PR #1280, opened 2019-04-05
option to configure rootFile explicitly in (workspace)settings

b4ckup:
Sorry, the other pull-request was on the wrong branch...
I made a setting *latex-workshop.rootFile* available and implemented a convenient command *latex-workshop.configureRootfile* that let's you choose a rootFile from **\*\*/\*.{tex,latex}** files in the current working directory and saves the setting to the workspace configuration. I think this is really useful, as I would always choose defining the rootFile explicitly over some kind of magic to find it. Also it is very convenient to switch rootFiles via *vscode.showQuickPick()*, although during the most projects I think one workspace equals to one rootFile.
I placed the order first in the *manager.findRoot()* order, so the eplicit config will always be first. This might be debatable though

### DIFF
--- a/package.json
+++ b/package.json
@@ -170,6 +170,11 @@
     ],
     "commands": [
       {
+        "command": "latex-workshop.configureRootfile",
+        "title": "Choose your LaTeX rootFile from the current directory",
+        "category": "LaTeX Workshop"
+      },
+      {
         "command": "latex-workshop.navigate-envpair",
         "title": "Navigate to matching begin/end",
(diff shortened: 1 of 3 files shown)


jlelong:
I am not sure to understand what is the advantage of this new approach over using the magic comment `% !TEX root = relative/or/absolute/path/to/root/file.tex`, see the [wiki](https://github.com/James-Yu/LaTeX-Workshop/wiki/Multi-File-Projects#the-root-file).

PR #2, opened 2023-12-29
Sort weather stations

nipafx:
I sorted the weather stations but LibreOffice Calc didn't quite hit the Java String sort order, so some small fixes remain (e.g. "Abéché" shouldn't be 1st but 3rd) - I'll leave those to others. 😁


gunnarmorling (approved):

gunnarmorling:
Excellent, thanks!

PR #4, opened 2024-01-01
Initial implementation, just to get something in, parallel processing using records

royvanrijn:
First of all: Nice work running such a competition, love it.

My implementation is: [CalculateAverage_royvanrijn.java]

Using the default installed JDK on my machine (21.0.1-zulu) on an M2 Macbook Pro (32 GB), it runs in +/- 0m54.437s

### DIFF
--- a/calculate_average_royvanrijn.sh
+++ b/calculate_average_royvanrijn.sh
@@ -17,4 +17,4 @@
 
 
 JAVA_OPTS=""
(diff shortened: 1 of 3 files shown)


gunnarmorling:
Very nice, thank you so much for submitting something so quickly! Can confirm it's definitely faster than the baseline, congrats for taking over the leaderboard :) Running it as we speak, will update the board in a bit.

gunnarmorling:
Squashed the two commits into one and merged. Thanks again, @royvanrijn! Congrats on taking over the [leaderboard](https://github.com/gunnarmorling/1brc/blob/main/README.md#results) :)

PR #5, opened 2024-01-01
memory mapped files, branchless parsing, bitwiddle magic

royvanrijn:
I've ran it using:
`sdk use java 21.0.1-graal`

Latest graalvm seems to give the best performance.

I've added AppCDS, very simple, by dumping on the first run, using on the other runs.

I've also implemented memory mapped files, based on spullara/bjhara's submission, that's awesome and gave even more improvement ideas.

Most improvements come from optimizing the inner-most loop (of course) by writing my own branchless parser for the numbers, which probably looks like magic.

Finally I've added a custom HashTable implementation, just for this specific usecase.... speeeed.

On the MacBook Pro M2 (32GB) it runs in:
`real	0m2.873s`

### DIFF
--- a/calculate_average_royvanrijn.sh
+++ b/calculate_average_royvanrijn.sh
@@ -16,5 +16,11 @@
 #
 
 
-JAVA_OPTS=""
+# Added for fun, doesn't seem to be making a difference...
+if [ -f "target/calculate_average_royvanrijn.jsa" ]; then
+    JAVA_OPTS="-XX:SharedArchiveFile=target/calculate_average_royvanrijn.jsa -Xshare:on"
+else
+    # First run, create the archive:
+    JAVA_OPTS="-XX:ArchiveClassesAtExit=target/calculate_average_royvanrijn.jsa"
+fi
 time java $JAVA_OPTS --class-path target/average-1.0.0-SNAPSHOT.jar dev.morling.onebrc.CalculateAverage_royvanrijn
--- a/src/main/java/dev/morling/onebrc/CalculateAverage_royvanrijn.java
+++ b/src/main/java/dev/morling/onebrc/CalculateAverage_royvanrijn.java
@@ -15,309 +15,65 @@
  */
 package dev.morling.onebrc;
 
-import java.io.File;
 import java.io.IOException;
-import java.io.RandomAccessFile;
-import java.nio.ByteBuffer;
-import java.nio.ByteOrder;
-import java.nio.channels.FileChannel;
 import java.nio.file.Files;
 import java.nio.file.Path;
-import java.nio.file.StandardOpenOption;
-import java.util.ArrayList;
-import java.util.List;
-import java.util.TreeMap;
+import java.util.AbstractMap;
+import java.util.Map;
 import java.util.stream.Collectors;
 
-/**
- * Changelog:
- *
- * Initial submission:          62000 ms
- * Chunked reader:              16000 ms
- * Optimized parser:            13000 ms
- * Branchless methods:          11000 ms
- * Adding memory mapped files:  6500 ms (based on bjhara's submission)
- * Skipping string creation:    4700 ms
- * Custom hashmap...            4200 ms
- * Added SWAR token checks:     3900 ms
- * Skipped String creation:     3500 ms (idea from kgonia)
- * Improved String skip:        3250 ms
- * Segmenting files:            3150 ms (based on spullara's code)
- * Not using SWAR for EOL:      2850 ms
- *
- * Best performing JVM on MacBook M2 Pro: 21.0.1-graal
- * `sdk use java 21.0.1-graal`
- *
- */
 public class CalculateAverage_royvanrijn {
 
     private static final String FILE = "./measurements.txt";
 
-    // mutable state now instead of records, ugh, less instantiation.
-    static final class Measurement {
-        int min, max, count;
-        long sum;
+    private record Measurement(double min, double max, double sum, long count) {
 
-        public Measurement() {
-            this.min = 10000;
-            this.max = -10000;
+        Measurement(double initialMeasurement) {
+            this(initialMeasurement, initialMeasurement, initialMeasurement, 1);
         }
 
-        public Measurement updateWith(int measurement) {
-            min = min(min, measurement);
-            max = max(max, measurement);
-            sum += measurement;
-            count++;
-            return this;
-        }
-
-        public Measurement updateWith(Measurement measurement) {
-            min = min(min, measurement.min);
-            max = max(max, measurement.max);
-            sum += measurement.sum;
-            count += measurement.count;
-            return this;
+        public static Measurement combineWith(Measurement m1, Measurement m2) {
+            return new Measurement(
+                    m1.min < m2.min ? m1.min : m2.min,
+                    m1.max > m2.max ? m1.max : m2.max,
+                    m1.sum + m2.sum,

☆ ☆ ☆ ☆ ☆

What to work on – "--- a/package.json" marks the last line to print; print everything from the first line of the data through that line, unchanged, and nothing more.

Result –
PR #1280, opened 2019-04-05
option to configure rootFile explicitly in (workspace)settings

b4ckup:
Sorry, the other pull-request was on the wrong branch...
I made a setting *latex-workshop.rootFile* available and implemented a convenient command *latex-workshop.configureRootfile* that let's you choose a rootFile from **\*\*/\*.{tex,latex}** files in the current working directory and saves the setting to the workspace configuration. I think this is really useful, as I would always choose defining the rootFile explicitly over some kind of magic to find it. Also it is very convenient to switch rootFiles via *vscode.showQuickPick()*, although during the most projects I think one workspace equals to one rootFile.
I placed the order first in the *manager.findRoot()* order, so the eplicit config will always be first. This might be debatable though

### DIFF
--- a/package.json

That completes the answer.